Dataset entries

╔══

PR #939, opened 2024-02-22
Rename `chrono`, `time` and `secret` features

muzarski:

## Motivation

To follow the same naming conventions as for other features, we want to add a crate version numbers to the remaining dependencies hidden behind crate features: `chrono`, `time` and `secrecy`.

### Dependecies versions
I bumped `secrecy` crate version from `0.7.0` to `0.8.0` which is the most recent version.

### Feature names
Renamed following features (and dependencies):
- feature `chrono` => feature `chrono-04`, dependency `chrono` => dependency `chrono_04` (scylla-cql)
- feature `time` => feature `time-03`, dependency `time` => dependency `time_03` (scylla-cql)
- feature `secret` => feature `secrecy-08`, dependency `secrecy` => dependency `secrecy_08` 

## Pre-review checklist

### DIFF
--- a/examples/Cargo.toml
+++ b/examples/Cargo.toml
@@ -13,7 +13,7 @@ rustyline-derive = "0.6"
 scylla = { path = "../scylla", features = [
     "ssl",
     "cloud",
-    "chrono",
+    "chrono-04",
     "time-03",
     "num-bigint-03",
     "num-bigint-04",
--- a/examples/Cargo.toml
+++ b/examples/Cargo.toml
@@ -14,7 +14,7 @@ scylla = { path = "../scylla", features = [
     "ssl",
     "cloud",
     "chrono",
-    "time",
+    "time-03",
     "num-bigint-03",
     "num-bigint-04",
     "bigdecimal-04",
--- a/scylla-cql/Cargo.toml
+++ b/scylla-cql/Cargo.toml
@@ -15,7 +15,7 @@ byteorder = "1.3.4"
 bytes = "1.0.1"
 # FIXME: Remove <1.38 once https://github.com/tokio-rs/tokio/issues/6610 is fixed
 tokio = { version = ">=1.34, <1.38", features = ["io-util", "time"] }
-secrecy = { version = "0.7.0", optional = true }
+secrecy = { version = "0.8", optional = true }
 snap = "1.0"
 uuid = "1.0"
 thiserror = "1.0"
--- a/scylla-cql/Cargo.toml
+++ b/scylla-cql/Cargo.toml
@@ -22,7 +22,7 @@ thiserror = "1.0"
 num-bigint-03 = { package = "num-bigint", version = "0.3", optional = true }
 num-bigint-04 = { package = "num-bigint", version = "0.4", optional = true }
 bigdecimal-04 = { package = "bigdecimal", version = "0.4", optional = true }
-chrono = { version = "0.4.32", default-features = false, optional = true }
+chrono-04 = { package = "chrono", version = "0.4.32", default-features = false, optional = true }
 lz4_flex = { version = "0.11.1" }
 async-trait = "0.1.57"
 serde = { version = "1.0", features = ["derive"], optional = true }
@@ -42,12 +42,12 @@ harness = false
 [features]
 secrecy-08 = ["dep:secrecy-08"]
 time-03 = ["dep:time-03"]
-chrono = ["dep:chrono"]
+chrono-04 = ["dep:chrono-04"]
 num-bigint-03 = ["dep:num-bigint-03"]
 num-bigint-04 = ["dep:num-bigint-04"]
 bigdecimal-04 = ["dep:bigdecimal-04"]
 full-serialization = [
-    "chrono",
+    "chrono-04",
     "time-03",
     "secrecy-08",
     "num-bigint-03",
--- a/scylla-cql/Cargo.toml
+++ b/scylla-cql/Cargo.toml
@@ -15,7 +15,7 @@ byteorder = "1.3.4"
 bytes = "1.0.1"
 # FIXME: Remove <1.38 once https://github.com/tokio-rs/tokio/issues/6610 is fixed
 tokio = { version = ">=1.34, <1.38", features = ["io-util", "time"] }
-secrecy = { version = "0.8", optional = true }
+secrecy-08 = { package = "secrecy", version = "0.8", optional = true }
 snap = "1.0"
 uuid = "1.0"
 thiserror = "1.0"
@@ -40,7 +40,7 @@ name = "benchmark"
 harness = false
 
 [features]
-secret = ["secrecy"]
+secrecy-08 = ["dep:secrecy-08"]
 time = ["dep:time"]
 chrono = ["dep:chrono"]
 num-bigint-03 = ["dep:num-bigint-03"]
@@ -49,7 +49,7 @@ bigdecimal-04 = ["dep:bigdecimal-04"]
 full-serialization = [
     "chrono",
     "time",
-    "secret",
+    "secrecy-08",
     "num-bigint-03",
     "num-bigint-04",
     "bigdecimal-04",
--- a/scylla-cql/Cargo.toml
+++ b/scylla-cql/Cargo.toml
@@ -26,13 +26,13 @@ chrono = { version = "0.4.32", default-features = false, optional = true }
 lz4_flex = { version = "0.11.1" }
 async-trait = "0.1.57"
 serde = { version = "1.0", features = ["derive"], optional = true }
-time = { version = "0.3", optional = true }
+time-03 = { package = "time", version = "0.3", optional = true }
 
 [dev-dependencies]
 assert_matches = "1.5.0"
 criterion = "0.4"        # Note: v0.5 needs at least rust 1.70.0
 # Use large-dates feature to test potential edge cases
-time = { version = "0.3.21", features = ["large-dates"] }
+time-03 = { package = "time", version = "0.3.21", features = ["large-dates"] }
 uuid = { version = "1.0", features = ["v4"] }
 
 [[bench]]
@@ -41,14 +41,14 @@ harness = false
 
 [features]
 secrecy-08 = ["dep:secrecy-08"]
-time = ["dep:time"]
+time-03 = ["dep:time-03"]
 chrono = ["dep:chrono"]
 num-bigint-03 = ["dep:num-bigint-03"]
 num-bigint-04 = ["dep:num-bigint-04"]
 bigdecimal-04 = ["dep:bigdecimal-04"]
 full-serialization = [
     "chrono",
-    "time",
+    "time-03",
     "secrecy-08",
     "num-bigint-03",
     "num-bigint-04",
--- a/scylla-cql/src/frame/response/cql_to_rust.rs
+++ b/scylla-cql/src/frame/response/cql_to_rust.rs
@@ -8,9 +8,6 @@ use std::net::IpAddr;
 use thiserror::Error;
 use uuid::Uuid;
 
-#[cfg(feature = "chrono")]
-use chrono::{DateTime, NaiveDate, NaiveTime, Utc};
-
 #[derive(Error, Debug, Clone, PartialEq, Eq)]
 pub enum FromRowError {
     #[error("{err} in the column with index {column}")]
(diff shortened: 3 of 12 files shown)


scylla/Cargo.toml
```diff
@@ -39,7 +39,7 @@ rand = "0.8.3"
 thiserror = "1.0"
 itertools = "0.11.0"
 tracing = "0.1.36"
-chrono = { version = "0.4.20", default-features = false, features = ["clock"] }
+chrono = { version = "0.4", default-features = false, features = ["clock"] }
```
Lorak-mmk, line 42: Did you check if the driver builds with `0.4.0`?
I see that it was introduced in this commit: https://github.com/scylladb/scylla-rust-driver/commit/10debf60725e8531b1e99904a013da9837570765
And that in `0.4.0` there are no `MIN / MAX` items in `NaiveData` which are used by us here: https://github.com/scylladb/scylla-rust-driver/blob/87908f3c73cdece258d28b5b2191a843e7da3b98/scylla/src/transport/cql_types_test.rs#L301
See docs for chrono: https://docs.rs/chrono/0.4.0/chrono/naive/struct.NaiveDate.html

So before dropping requirements `chrono` / `time` or other requirements version, please check if everything still compiles and passes with such versions. You can do that e.g. by using exact match in Cargo.toml, e.g. `chrono = { version = "=0.4.0", default-features = false, features = ["clock"] }`

scylla-cql/Cargo.toml
```diff
@@ -14,33 +14,33 @@ scylla-macros = { version = "0.4.0", path = "../scylla-macros" }
...
-secrecy = { version = "0.7.0", optional = true }
+secrecy-08 = { package = "secrecy", version = "0.8", optional = true }
 snap = "1.0"
 uuid = "1.0"
 thiserror = "1.0"
 num-bigint-03 = { package = "num-bigint", version = "0.3", optional = true }
 num-bigint-04 = { package = "num-bigint", version = "0.4", optional = true }
 bigdecimal-04 = { package = "bigdecimal", version = "0.4", optional = true }
-chrono = { version = "0.4.27", default-features = false, optional = true }
+chrono-04 = { package = "chrono", version = "0.4", default-features = false, optional = true }
```
Lorak-mmk, line 24: It's the same thing here, please check that scylla-cql really doesn't require any version higher that `0.4.0`

scylla-cql/Cargo.toml
```diff
@@ -14,33 +14,33 @@ scylla-macros = { version = "0.4.0", path = "../scylla-macros" }
...
 async-trait = "0.1.57"
 serde = { version = "1.0", features = ["derive"], optional = true }
-time = { version = "0.3", optional = true }
+time-03 = { package = "time", version = "0.3", optional = true }
 
 [dev-dependencies]
 criterion = "0.4" # Note: v0.5 needs at least rust 1.70.0
 # Use large-dates feature to test potential edge cases
-time = { version = "0.3.21", features = ["large-dates"] }
+time-03 = { package = "time", version = "0.3", features = ["large-dates"] }
```
Lorak-mmk, line 33: And here again

Lorak-mmk (changes requested):

scylla-cql/Cargo.toml
muzarski: Same for this dependency, the `time::PrimitiveDateTime::MAX/MIN` are missing in version `0.3.0`. I'll revert the changes dropping the minimum req version of `time` crate as well.

muzarski:
v2: reverted the changes that dropped the minimum req version of `time` and `chrono` dependencies

scylla-cql/Cargo.toml
```diff
@@ -14,33 +14,33 @@ scylla-macros = { version = "0.4.0", path = "../scylla-macros" }
 byteorder = "1.3.4"
 bytes = "1.0.1"
 tokio = { version = "1.12", features = ["io-util", "time"] }
-secrecy = { version = "0.7.0", optional = true }
+secrecy-08 = { package = "secrecy", version = "0.8", optional = true }
```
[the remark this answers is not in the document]
wprzytula: Having read about [Cargo dependency resolver rules](https://doc.rust-lang.org/cargo/reference/resolver.html) once again, I think there's no difference between specifying `0.8` and `0.8.0`.

examples/Cargo.toml
```diff
@@ -10,7 +10,7 @@ futures = "0.3.6"
 openssl = "0.10.32"
 rustyline = "9"
 rustyline-derive = "0.6"
-scylla = {path = "../scylla", features = ["ssl", "cloud", "chrono", "time", "num-bigint-03", "num-bigint-04", "bigdecimal-04"]}
+scylla = {path = "../scylla", features = ["ssl", "cloud", "chrono-04", "time-03", "num-bigint-03", "num-bigint-04", "bigdecimal-04"]}
```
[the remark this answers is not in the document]
muzarski: It's not like both of these features cannot be used at the same time. The user might (for some weird reason) want to support (de)serialization for both versions of num_bigint::BigInt.

There is other problem, though - `BigInt` is not used in the examples at all... This means that we do not make use of any of these features anyway. I'm not sure why I added these features to examples. Probably for some reason related to vscode rust-analyzer. As I remember, the vscode' analyzer compiler the driver code with the features used in the examples/ by default. However, this can be configured in the workspace settings.

I think we could remove unused features from examples, but is it really necessary?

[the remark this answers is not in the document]
wprzytula: If we really want to have all features enabled in examples, I'd suggest using "full_serialization" feature instead of listing them all manually.

Lorak-mmk (changes requested):
I'd really like to see support for 2 major versions of each lib (as is done with num-bigint) - that way we would know that we are actually able to support more than one

scylla-cql/src/frame/response/result.rs
```diff
@@ -161,8 +161,8 @@ impl CqlValue {
         self.as_cql_date().and_then(|date| date.try_into().ok())
     }
 
-    #[cfg(feature = "time")]
-    pub fn as_date(&self) -> Option<time::Date> {
+    #[cfg(feature = "time-03")]
+    pub fn as_date(&self) -> Option<time_03::Date> {
         self.as_cql_date().and_then(|date| date.try_into().ok())
     }
```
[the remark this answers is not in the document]
muzarski: Well, it looks like it should be removed then. Otherwise, we would need to introduce some weird version-specific names for the corresponding methods. WDYT?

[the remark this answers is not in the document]
wprzytula: @Lorak-mmk It seems your answer is awaited.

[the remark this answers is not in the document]
Lorak-mmk: We obviously can't just remove the method - how would we handle dates then? I'm not sure what the best solution is here. Current one is not feasible - why put those crates behing per-version features when we can't add a new one? Any ideas?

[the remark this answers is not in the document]
Lorak-mmk: I don't immediately see any better solution than per-version methods.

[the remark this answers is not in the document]
muzarski: > We obviously can't just remove the method - how would we handle dates then?

Notice that there are no corresponding methods for `num_bigint::BigInt`. These methods are not really necessary - they are just handy utility functions. Removing them would require the users to explicitly convert `CqlValue` to `value::CqlDate` (using `as_cql_date` method), which then, could be converted to specific `time::Date` version (using the `TryInto` implementation).

Knowing that we could possibly remove the function, do you still think that introducing per-version methods is a better solution?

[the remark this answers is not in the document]
Lorak-mmk: In that case yes, I think we should remove the method.

muzarski:
> I'd really like to see support for 2 major versions of each lib (as is done with num-bigint) - that way we would know that we are actually able to support more than one

With @Lorak-mmk, we had a discussion offline and decided not to introduce support for older versions of `chrono` and `time` crates. The commits that introduce support for `time 0.3` and `chrono 0.4` are basically a showcase that the support for future versions of these crates can be easily introduced. These commits should be dropped before merge.

Lorak-mmk (approved):

wprzytula:
@muzarski Please remove mock commits, then I'll review the final version.

muzarski:
v3:
- adjusted job names in CI
- dropped mock commits

scylla-cql/src/frame/response/cql_to_rust.rs
```diff
@@ -8,11 +8,8 @@ use std::net::IpAddr;
 use thiserror::Error;
 use uuid::Uuid;
 
-#[cfg(feature = "chrono")]
-use chrono::{DateTime, NaiveDate, NaiveTime, Utc};
-
-#[cfg(feature = "secret")]
-use secrecy::{Secret, Zeroize};
+#[cfg(feature = "secrecy-08")]
+use secrecy_08::{Secret, Zeroize};
```
wprzytula, line 13: Why remove `chrono` `use`s but preserve `secrecy` uses at the same time?

scylla-cql/src/frame/response/cql_to_rust.rs
```diff
@@ -568,43 +565,49 @@ mod tests {
...
+            Err(FromCqlValError::BadVal),
+            time_03::Date::from_cql(max_date)
+        );
 
         // Different CQL type. Since value can't be casted, it should return `BadCqlType` error
         let bad_type = CqlValue::Double(0.5);
         assert_eq!(
             Err(FromCqlValError::BadCqlType),
-            time::Date::from_cql(bad_type)
+            time_03::Date::from_cql(bad_type)
```
wprzytula, line 610: Not related to this PR, but please fix it as a bonus:
`casted` -> `cast`

scylla-cql/src/frame/response/cql_to_rust.rs
```diff
@@ -669,48 +672,51 @@ mod tests {
...
-            time::Time::from_cql(bad_time2)
+            time_03::Time::from_cql(bad_time2)
         );
 
         // Different CQL type. Since value can't be casted, it should return `BadCqlType` error
         let bad_type = CqlValue::Double(0.5);
         assert_eq!(
             Err(FromCqlValError::BadCqlType),
-            time::Time::from_cql(bad_type)
+            time_03::Time::from_cql(bad_type)
```
wprzytula, line 719: ditto: `casted` -> `cast`

scylla-cql/src/frame/response/cql_to_rust.rs
```diff
@@ -744,55 +750,55 @@ mod tests {
...
-            time::OffsetDateTime::from_cql(max_timestamp)
+            time_03::OffsetDateTime::from_cql(max_timestamp)
         );
 
         // Different CQL type. Since value can't be casted, it should return `BadCqlType` error
         let bad_type = CqlValue::Double(0.5);
         assert_eq!(
             Err(FromCqlValError::BadCqlType),
-            time::OffsetDateTime::from_cql(bad_type)
+            time_03::OffsetDateTime::from_cql(bad_type)
```
wprzytula, line 801: ditto: `casted` -> `cast`

scylla-cql/src/frame/response/result.rs
```diff
@@ -1428,21 +1431,21 @@ mod tests {
...
+        use time_03::Time;
 
         // 0 when converted to NaiveTime is 0:0:0.0
         let midnight = Time::from_hms_nano(0, 0, 0, 0).unwrap();
         let time =
             super::deser_cql_value(&ColumnType::Time, &mut (0i64).to_be_bytes().as_ref()).unwrap();
 
         dbg!(&time);
-        assert_eq!(time.as_time(), Some(midnight));
+        assert_eq!(time.as_time_03(), Some(midnight));
```
wprzytula, line 1448: This `dbg!` shouldn't be here. Let's remove it.

scylla-cql/src/types/serialize/value.rs
```diff
@@ -9,11 +9,8 @@ use std::sync::Arc;
 use thiserror::Error;
 use uuid::Uuid;
 
-#[cfg(feature = "chrono")]
-use chrono::{DateTime, NaiveDate, NaiveTime, Utc};
-
-#[cfg(feature = "secret")]
-use secrecy::{ExposeSecret, Secret, Zeroize};
+#[cfg(feature = "secrecy-08")]
+use secrecy_08::{ExposeSecret, Secret, Zeroize};
```
wprzytula, line 14: ditto: why is `chrono` no longer `use`d, but `secrecy` still is?

wprzytula:
Is the new deserialization code that uses `time`, `chrono` and `secrecy` deps adjusted as well?

muzarski:
> Is the new deserialization code that uses `time`, `chrono` and `secrecy` deps adjusted as well?

Good point.

muzarski:
v3.1:
- addressed minor issues from review comments
- adjusted deserialization module to make use of proper feature flags

wprzytula (approved):

muzarski:
@Lorak-mmk @wprzytula It has 2 approves. Can we finally merge this?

╚══

> _Your instructions_: Scan the records above for the word "approved" and return every line where it occurs.

> _Result of the exercise_:
Lorak-mmk (approved):
wprzytula (approved):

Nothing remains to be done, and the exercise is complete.